Talk with Jason Nurse 'Inside ransomware groups: An analysis of origins, structures, and dynamic
Ransomware has become one of the most significant cybersecurity threats facing organisations worldwide, yet our understanding of the groups behind these attacks remains limited.
Talk with Jason Nurse 'Inside ransomware groups: An analysis of origins, structures, and dynamic
04 Mar 2026, 11:00 – 13:00
Abstract:
Ransomware has become one of the most significant cybersecurity threats facing organisations worldwide, yet our understanding of the groups behind these attacks remains limited. In this talk, we examine three of the most prominent ransomware groups of the past five years, Conti, LockBit, and BlackCat/ALPHV, which have been responsible for major attacks across healthcare, finance, and critical national infrastructure. Drawing on a systematic analysis of over 500 dispersed sources, including ransomware group communications, we explore where these groups come from, how they are organised, and how they operate. While each group is distinct, the analysis reveals striking shared characteristics, including Russian origins, business-like structures, strong leadership, brand-building practices, ransomware-as-a-service models, multi-level extortion, and a tendency toward retaliation. The talk highlights what these similarities reveal about the modern ransomware ecosystem and discusses practical implications for disruption and mitigation, including targeting affiliate networks, undermining group branding, and exposing key members. We conclude by introducing a conceptual framework for analysing and comparing ransomware groups in future research.
Bio:
Dr Jason R.C. Nurse is a Reader in Cyber Security in the Institute of Cyber Security for Society and the School of Computing at the University of Kent.
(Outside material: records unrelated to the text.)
PR #2818, opened 2022-12-02
`cc` Lagrangian and OPDM to Matrix; UHF Bugfix

JonathonMisiewicz:
## Description
`cc` now uses `Matrix` rather than `block_matrix` for the OPDM and Lagrangian. During the course of this transition, I discovered an indexing bug in the conversion of the UHF densities to Matrix. This dates [back to 2016](https://github.com/psi4/psi4/commit/d4bbb98291afe4b500476d0d46c87ded3821bed6). As-is seen from the test values that had to change, this can lead to dramatic errors in properties.

- [x] Fixed a bug where UHF-CCSD properties were incorrect when some orbitals were singly occupied

## Dev notes & details

- [x] `cc` now stores its Lagrangian and OPDM as `Matrix` objects rather than block_matrices rather than write them to disk
- [x] `cc` now uses the wfn based interface, rather than the disk interface, to gradients 
- [x] Adds a finite difference correctness test to  UHF-CCSD one-electron properties
- [x] Much heavier use of slice technology 

## Questions
- [x] Lori, does the test look okay to you?
- [x] Should I do another check on the dipole that changed the most in our test? That change is _massive_.

## Checklist
- [x] `cc` tests pass
- [x] Edited test with incorrect reference values 

## Status
- [x] Ready for review
- [ ] Ready for merge


psi4/src/psi4/cc/ccdensity/sortI_ROHF.cc
```diff
@@ -53,145 +54,84 @@ namespace ccdensity {
...
+    temp2 = temp.get_block(aocc_in_occ, avir_in_vir);
+    O->set_block(aocc_in_full, avir_in_full, temp2);
+    temp2 = temp2->transpose();
+    O->set_block(avir_in_full, aocc_in_full, temp2);
     global_dpd_->file2_close(&D);
 
     /* Sort beta components */
+    // vir is stored in DPD as UOCC then SOCC.
+    // The standard order used by Psi is SOCC then UOCC.
+    // This inconsistency is why we need to treat uocc and socc separately.
```
loriab, line 90: valuable explanation, thanks

tests/pytests/test_dipoles.py
```diff
@@ -45,3 +45,31 @@ def test_dipole(inp):
     analytic_dipole = wfn.variable(inp['varname'] + " DIPOLE")
 
     assert compare_values(findif_dipole, analytic_dipole, 5, "findif vs. analytic dipole")
+
+@ pytest.mark.slow
+@pytest.mark.parametrize("inp", [
+    pytest.param({'name': 'ccsd', 'options': {'opdm_relax': 'true'}, 'varname': 'CCSD'}, id='ccsd')
```
loriab, line 51: good test. why not merge it with `test_dipole` since all but the reference repeated?

ah, molecule. can do `mol = h2o_doublet if "reference" not in inp["options"] else h2o_singlet`

tests/cc56/input.dat
```diff
@@ -39,9 +39,9 @@ compare_values(ref0A2, core.variable("CCSD ROOT 0 (IN A2) TOTAL ENERGY"), 6, "Ro
 ### Dipole check
 
 test_data = {                   # TEST
-(0, "B1", 0, "A1"):  1.0109909, # TEST
-(1, "B1", 1, "A1"):  0.4953101, # TEST
-(0, "A2", 2, "B2"): -0.0535458, # TEST
+(0, "B1", 0, "A1"):  0.9924065, # TEST
+(1, "B1", 1, "A1"): -0.1336723, # TEST
```
loriab, line 43: this second one is a jump -- check through cfour sometime?

loriab (approved):
wow, congratulations on the indexing slog. I can see the value in slices :-)

psi4/src/psi4/cc/ccdensity/sortI_RHF.cc
```diff
@@ -60,96 +61,36 @@ namespace ccdensity {
...
     global_dpd_->file2_init(&D, PSIF_CC_OEI, 0, 1, 1, "I'AB");
-    global_dpd_->file2_mat_init(&D);
-    global_dpd_->file2_mat_rd(&D);
-    for (h = 0; h < nirreps; h++) {
-        for (a = 0; a < virtpi[h]; a++) {
-            A = qt_vir[vir_off[h] + a];
-            for (b = 0; b < virtpi[h]; b++) {
-                B = qt_vir[vir_off[h] + b];
-
-                O[A][B] += 2.0 * D.matrix[h][a][b];
```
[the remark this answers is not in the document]
JonathonMisiewicz: The normalization convention for the Lagrangian that `cc` wrote to **disk** was too large (relative to the **wfn** convention) by a factor of 2. The 2.0 scale on those lines is accounted for by changing the normalization convention from disk to wfn.

tests/cc56/input.dat
JonathonMisiewicz: Sounds good. I don't think Emory has CFOUR, but if we do, I'll be happy to run this before the PR is merged on. I'll check on Monday.

tests/pytests/test_dipoles.py
JonathonMisiewicz: So, define both `h2o_doublet` and `h2o_singlet` inside the test?

psi4/src/psi4/cc/ccdensity/sortI_RHF.cc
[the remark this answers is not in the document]
loriab: aha, another factor of 2 that's a fine convention until it collides with another convention :-)

tests/pytests/test_dipoles.py
loriab: yes, and then pass `properties(..., molecule=mol)`

loriab: actually, `mol = h2o_singlet if inp["options"].get("reference", "rhf") == "rhf" else h2o_doublet` would be more robust

maxscheurer (approved):

lothian (approved):
It would be good to talk about the reasons for the orbital ordering in ROHF cases (perhaps at PsiCon), but I think the PR looks good.  We have CFOUR access here if that would help with output comparisons.

tests/cc56/input.dat
loriab: I can make cfour generate all three new transition dipoles, so I think this is good to go whenever Jonathon wants to merge.

Orbital ordering whyfors at psicon sounds interesting :-)

JonathonMisiewicz:
I'm happy to talk orbital ordering at PsiCon. One of the points I'll be making in my talk is the importance of keeping this sort of thing documented.

I'll be pushing one more commit momentarily, when build and dipole tests pass again. After that, it'll be good to merge.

He also holds the roles of Associate Fellow at The Royal United Services Institute (RUSI), Visiting Fellow in Defence and Security at Cranfield University, and Research Member of Wolfson College, University of Oxford. His research interests include human aspects of cyber security, ransomware, cyber harms, cyber insurance, security culture, and corporate communications and cyber security. Dr Nurse has published over 180 peer-reviewed articles in prestigious security journals, and his research has been featured in national and international media including the BBC, Associated Press, The Wall Street Journal, The Washington Post, Newsweek, Wired, The Telegraph, and The Independent. Prior to joining Kent in 2018, Dr Nurse was a Senior Research Fellow in Cyber Security at the University of Oxford and before that, a Research Fellow in Psychology at the University of Warwick.